## [MATERIAL SUPPLIED]
————————

PR #1468, opened 2024-03-18
Remove browsable API from production, some features are exposing user data

koutst:
- We currently have the browsable API in prod. Some of the views have a dropdown of all users. We should disable in production (and staging?).
- What is happening?
  - A user has a foreign key which due to the way the serializer is set up the Django framework automatically shows in the form view as a dropdown. The result is a dropdown of all our users.

### DIFF
--- a/src/researchhub/settings.py
+++ b/src/researchhub/settings.py
@@ -310,6 +310,13 @@ FILE_UPLOAD_MAX_MEMORY_SIZE = 26214400 * 24.1  # ~655MB max data allowed
 
 PAGINATION_PAGE_SIZE = 10
 
+DEFAULT_RENDERER_CLASSES = ("rest_framework.renderers.JSONRenderer",)
+
+if DEBUG:
+    DEFAULT_RENDERER_CLASSES = DEFAULT_RENDERER_CLASSES + (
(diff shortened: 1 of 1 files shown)


src/researchhub/settings.py
```diff
@@ -310,6 +310,13 @@ def silky_capture(request):
 
 PAGINATION_PAGE_SIZE = 10
 
+DEFAULT_RENDERER_CLASSES = ("rest_framework.renderers.JSONRenderer",)
+
+if DEBUG:
+    DEFAULT_RENDERER_CLASSES = DEFAULT_RENDERER_CLASSES + (
+        "rest_framework.renderers.BrowsableAPIRenderer",
+    )
+
```
gzurowski, line 319: I would remove this as well, so the application behaves the same across any environment.

gzurowski (approved):
LGTM 👍

src/researchhub/settings.py
koutst: I didn't want to disrupt Kobe's workflow if he uses it but I agree that all environments should be consistent. @yattias  thoughts?

yattias (approved):
LGTM Taki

————————

## [TASK DETAILS]
Could you print, exactly and with nothing else, the lines from the one containing "koutst: I didn't" through the last line of the records above?

## [YOUR SOLUTION]
koutst: I didn't want to disrupt Kobe's workflow if he uses it but I agree that all environments should be consistent. @yattias  thoughts?

yattias (approved):
LGTM Taki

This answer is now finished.